Problem
Copy exactly the lines of the records below, and only those lines, beginning with the line that contains "-242,13 +242,13 @@" and ending with the line that contains "a valid interface.".

The input

▬▬▬

PR #3804, opened 2019-11-08
Firewall Rules Edit:  Input validation on interface and ipprotocol fields

stilez:
The current page doesn't validate any of these fields. Additionally, it doesn't check consistency in the different places that the interface can be received as data before acting on it ($_GET['if'], $_POST['floating'] and $_POST['interface']). 

Changes:

- grab valid if's into $interfaces[] so there's a single correct list for the rest of the code, which is also the list displayed in the form
- validate $_GET['if'] is acceptable and note this value applies equally to GET+POST, not just GET
- validate that after POST, $_POST['interface'] is non-empty and contains only valid interfaces
- validate that on POST, $_GET['if'], $_POST['floating'] and $_POST['interface'] are all consistent
- if the edit is to a specific interface (not "floating rules") then by definition we don't need to ask the interface - it's already in the URL. Any change would simply lead to invalid data due to inconsistency. Remove the dropdown box and replace with a hidden field containing the static interface value.
- validate on POST that ipprotocol is one of inet/inet6/inet46.

### DIFF
--- a/src/www/firewall_rules_edit.php
+++ b/src/www/firewall_rules_edit.php
@@ -242,13 +242,13 @@ if ($_SERVER['REQUEST_METHOD'] === 'GET') {
             // Note that the last condition inherently checks $interface_from_url is a valid interface.
             $input_errors[] = gettext("The interface selected has been modified and the page must be reloaded. Please click 'cancel', and re-open this page.");
         }
-        if ($interface_from_url == "FloatingRules" xor empty($pconfig['floating'])) {
+        if ($interface_from_url == "FloatingRules" xor !empty($pconfig['floating'])) {
             // 'if=FloatingRules' in the URL isn't consistent with the 'floating' field in $_POST. Should both be present or both absent.
             $input_errors[] = gettext("The interface selected has been modified and the page must be reloaded. Please click 'cancel', and re-open this page.");
         }
 
         // Validate ipprotocol
-        if (!in_array($ipprotocol, $ipprotocols)) {
+        if (!in_array($pconfig['ipprotocol'], $ipprotocols)) {
             $input_errors[] = gettext('A valid IP Protocol must be selected.');
         }
 
--- a/src/www/firewall_rules_edit.php
+++ b/src/www/firewall_rules_edit.php
@@ -571,7 +571,7 @@ if ($_SERVER['REQUEST_METHOD'] === 'GET') {
         mark_subsystem_dirty('filter');
 
         header(url_safe('Location: /firewall_rules.php?if=%s', array(
-            !empty($pconfig['floating']) ? 'FloatingRules' : $pconfig['interface']
+            !empty($pconfig['floating']) ? 'FloatingRules' : $interface_from_url
         )));
         exit;
     }
@@ -1629,7 +1629,7 @@ include("head.inc");
                       <td>&nbsp;</td>
                       <td>
                         <input name="Submit" type="submit" class="btn btn-primary" value="<?=html_safe(gettext('Save')); ?>" />
-                        <input type="button" class="btn btn-default" value="<?=html_safe(gettext('Cancel'));?>" onclick="window.location.href='/firewall_rules.php?if=<?= !empty($pconfig['floating']) ? 'FloatingRules' : $pconfig['interface'] ?>'" />
+                        <input type="button" class="btn btn-default" value="<?=html_safe(gettext('Cancel'));?>" onclick="window.location.href='/firewall_rules.php?if=<?= !empty($pconfig['floating']) ? 'FloatingRules' : $interface_from_url ?>'" />
                       </td>
                     </tr>
                   </table>
--- a/src/www/firewall_rules_edit.php
+++ b/src/www/firewall_rules_edit.php
@@ -40,8 +40,9 @@ $ostypes = json_decode(configd_run('filter list osfp json'));
 if ($ostypes == null) {
     $ostypes = array();
 }
+$ipprotocols = array('inet', 'inet6', 'inet46');
 $gateways = new \OPNsense\Routing\Gateways(legacy_interfaces_details());
-
+$interfaces = legacy_config_get_interfaces(array("enable" => true));
 
 /**
  * check if advanced options are set on selected element
@@ -74,9 +75,10 @@ function is_posnumericint($arg) {
     return (is_numericint($arg) && $arg[0] != '0' && $arg > 0);
 }
 
-
 $a_filter = &config_read_array('filter', 'rule');
 
+// Whether POST or GET, the URL should still have a valid $_GET['id'] field controlling the interface edited
+$interface_from_url = (empty($_GET['if']) || !is_string($_GET['if'])) ? "" : $_GET['if'];
 
 if ($_SERVER['REQUEST_METHOD'] === 'GET') {
     // input record id, if valid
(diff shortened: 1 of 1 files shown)


stilez:
Screenshot to underline the issue. 

The current code for that page has zero input validation. Literally.  If the POST request contains shell/HTML, that's what'll be stored (unescaped) in the config and used when `pf` restarts.
 
This is saved config after doing just that:
 
opnsense6

This PR fixes it in this page, but raises the question of if this is the only page with unvalidated input. Seems likely not.  I'd like to work on this (input validation/sanitising is a hot interest of mine). If this PR is okay, I'll go look elsewhere and/or try to figure a general cure that fits with the direction of the project, and ideally if able, I'll try to switch at least some legacy code over to mvc once I'm confident enough to do so.

Awaiting thoughts.

src/www/firewall_rules_edit.php
```diff
@@ -40,8 +40,9 @@
 if ($ostypes == null) {
     $ostypes = array();
 }
+$ipprotocols = array('inet', 'inet6', 'inet46');
```
fichtner: basically we have two options: validate *all* pages that allow such input consistently

or leave it unvalidated having XSS issues worst case (if pages are not protected which they normally are) but then again the rule generator underneath should be clever enough to discard garbage so that your rules are not tainted. I'm fairly certain you can't inject rules anymore, which is the only way this would be going. And it would also argue you'd inject a rule in order to be able to change rules what you already can submit in the first place.

validation of drop downs in general is a matter of debate and always happens deliberately so the basic question is what is the thread model?

src/www/firewall_rules_edit.php
```diff
@@ -74,9 +75,11 @@ function is_posnumericint($arg) {
     return (is_numericint($arg) && $arg[0] != '0' && $arg > 0);
 }
 
-
 $a_filter = &config_read_array('filter', 'rule');
 
+// Whether POST or GET, the URL should still have a valid $_GET['id'] field controlling the interface edited
+// It's only validated on POST, but that's safe because only the initial page load is a GET and config only updates upon POST
+$interface_from_url = (empty($_GET['if']) || !is_string($_GET['if'])) ? "" : $_GET['if'];
```
fichtner: this isn't validation as it's assigning any value... benefit vs. cost... and is likely validated below correctly?

stilez: It is validating a value - in an important sense. The value shown to the user, and the interface they understand they are editing, is based on this.  As a general principle it shouldn't be possible to have contradictory values this way. Or put another way, if `&if=` is how the interface being edited is specified, and the POST comes back with $_GET containing `&if=lan` but `$_POST['interface']=wan`, then something's wrong and we shouldn't process the form. 

Also noted that the menu title, **which the user is shown** to confirm the interface being edited, is generated from the URI via $_GET (head.inc/19: `$menu->getItems($_SERVER['REQUEST_URI']);`). But **the interface actually configured** is derived from $_POST. So if the two differ "somehow", the interface presented as being edited and the interface actually edited will silently differ. Very not good.

Cost of checking they;'re consistent? Seems tiny by any standard. Assign it to a variable at the start, use that variable as the authoritative source of "interface being edited" throughout form generation, and check $_POST['interface'] is still consistent with it on form submission. That's all. Trivial to check.

For those reasons I've added this check. It ensures that at least, the interface to be edited, and the interface the user is told will be modified, are the same. Which at best shouldn't hurt and is no bad thing to add if cautious. 

Hopefully you can agree - or at least decide it's not objectionable to check anyhow?

fichtner: It looks like this tries to fix something in the middle. We have five cases:

1. if= not set, means floating
2. if= set, doesn't load page properly
3. if=validinterface set, means floating
4. if=invalidinterface set, doesn't load page properly
5. if=FloatingRules set, means floating

so we "fix" 2 but not 4 ? why? what is the strategy to deal with invalid input other than assuming "floating" ?

src/www/firewall_rules_edit.php
stilez: I'm not sure. I'm not a security specialist in that sense. I do think that if one follows that line, the argument becomes "we prevent a malicious actor entering unwanted data as best we can, but beyond that, junk is OK in any field because it gets blocked at the point of use".  

Which is, I suppose valid but seems pretty unsatisfactory. Do we validate that ports are inputted as 1-65535 only, as well as check at the point we generate pf.conf? What about IP addresses, would we let people enter ";rm *" or whatever as an IP address and accept that into $config, on the basis that it's fine because it'll be caught when IP-based config is built and fields are validated? Or XML characters? Why have $input_errors[] anyway if we catch on use? 

I just... I'm not sure the threat model or how a secuirity specialist would see it. I just feel profoundly disturbed that any form would accept arbitrary text and insert it into the config, whether or not we believe it'll be caught later and rejected upon actual use.

Surely it makes sense to fix if a fix is offered, even if its just one page at present and even if the legacy code will at some time be superseded.

fichtner: In these cases a top down would be best. Set a strategy for invalid input. If case 2 and 4 are bad, maybe even case 1 why not throw an input error right away?

src/www/firewall_rules_edit.php
stilez: - Case 1 shouldn't ever be possible. If floating, the uri will be `&if=FloatingRules` and the same URI will be loaded after POST. It's never missing if things are working correctly.
- Case 2 also incorrect. It loads the page fully (albeit without a breadcrumb but total omission => not obvious). And the page fully works. It will allow a page to be edited and saved, and save it against whatever interface is in $_POST even if &if= is empty.
- Case 4 also incorrect., behaves same as case 2.

This PR fixes all of them, by ensuring &if is valid, the one or multiple interfaces in $_POST['interface'] are valid, and that &if is either FloatingRules or the single (valid) interface in $_POST['interface'].

fichtner: Thanks for explaining what I said. Now that we are on the same page I don't agree with the proposed fix for 1, 2 and 4.

fichtner: To be more precise: there's no use validating only POST if we go so far as to present a faulty form to the user on a faulty GET request, because the accepted GET request is the root of the problem.

stilez:
Thanks Franco. And if I check we are on the same page, it's because I'm new to this, you definitely aren't, and I want to get myself more onto your page on some things.

Both comments above seem to come down to the same thing - if anything is done, it should be a top-down input strategy, and pages should raisde input errors immediately on the GET, not just when they're submitted for processing in the POST. 

I'm happy to work with that (subject to checking we are on the same page on "top down strategy..." and the scope and approach that might be suitable). I do like the idea of validating the data on these forms on principle. Let me know what you feel  best, and I'll have a go at implementing it, on the firewall-rules pages at least for now. 

My own suggestion for this legacy page would be simply to raise an $input _error[] on any bad combinations of data in GET and POST, whether it's being loaded as a result of an initial URI GET or a form submission. The mechanism is there to suppoirt both, including error presentation in the header. If the error is fixable by the user editing the form fields, then as usual the user can edit the fields and submit it. If not, for example bad GET, then the user is told that there has been an error in loading the form, and to cancel and reload the form from the previous page. It's vague, but enough to guide a user. If it happens (which it never should) I'm sure we would hear it in github or forum and investigate then. If these pages are rewritten using phalcon then Im guessing this will probably fix legacy issues as pages are migrated.

fichtner:
Since fixing all pages isn't scalable and static php pages need to be moved to MVC where such validation exists I'm closing this after + 1 year without movement.


Cheers,
Franco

▬▬▬

Result of this exercise
@@ -242,13 +242,13 @@ if ($_SERVER['REQUEST_METHOD'] === 'GET') {
             // Note that the last condition inherently checks $interface_from_url is a valid interface.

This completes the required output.